30 instructions for n = 10.
2500 instructions for n = 100.
60000 instructions for n = 500.
250000 instructions for n = 10000.
I would like to go below 5000 steps for n = 500 and below 500 steps for n = 100.
This is a variation on https://stackoverflow.com/a/38165541/585411 which you already rejected. But hopefully you'll understand my explanation of how to do a bottom up mergesort better.
A run is a group of numbers in sorted order. At first you have many runs, presumably most are of small length. You're done when you have one run, in stack A.
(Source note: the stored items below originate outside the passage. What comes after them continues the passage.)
PR #2099, opened 2022-06-03
Re-work reset registration form

Simon-Busch:
- [x] update register component -> change to modal
- [x] update modal component and context
- [x] pass resetForm to registration form component


Simon-Busch:
@captainmangoC4 I took the liberty to adapt the component to use our great modal, I think it makes sense in the case, let me know what you think about it :-)

src/pages/register.tsx
```diff
@@ -45,42 +47,47 @@ export default function UserRegistration({ data }) {
...
+          <p>An error occurred while processing your registration.</p>
+          {errorMessage !== "" && (
+            <p>
+              <small>{errorMessage}</small>
+            </p>
+          )}
+        </>
+      ),
+    });
+  };
```
captainmangoC4, line 72: Apologies - it seems we had a miscommunication about this. We should actually show the error message on the page, like we do with error messages on other forms, not in a modal.

The issue with the form state resetting when an error occurs is due to the fact that the error state is managed outside of the form component. The `register` page component manages the error state, so when an error occurs, the `RegisterForm` component is unmounted and the error message is shown instead. Then, when the error state is reset and we show the form again, it is actually remounting the form component with blank state. If we either 1. manage error state inside `RegisterForm`, or 2. remove `RegisterForm` altogether and move its contents directly into `register` page component, we can solve this problem.

captainmangoC4 (changes requested):

captainmangoC4 (approved):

To start, keep rotating A backwards while the bottom element is <= the top. This will position the the start of a run at the top of A.
Next, we need to split the runs evenly between A and B. The way we do it is go through A once, looking for runs. The first run goes at the bottom of A, the second run goes at the bottom of B, and so on. (Placing at the bottom of A just needs ra until the run is done. Placing at the bottom of B means pb then rb.)
Once we've split the runs, we either just placed a run at the bottom of A and A has one more run than B, or we just placed a run at the bottom of B and they have the same number of runs.
Now start merging runs, while you continue switching between A and B. Every time you merge, if you merged to A then A wound up with one more run. If you merged to B you have the same number of runs.
Merging a run to B looks like:
if top of A < top of B:
pb
rb
while bottom of B <= top of B:
if top of A < top of B:
pb
rb
while bottom of B <= top of A:
pb
rb
Merging a run to A is similar, just reversing the roles of the stacks.
Continue until B is empty. At that point B has 0 runs, while A has one. Which means that A is sorted.
This algorithm will take O(n log(n)) comparisons.
The problem has changed a lot since I first answered, so here are ideas for optimizations.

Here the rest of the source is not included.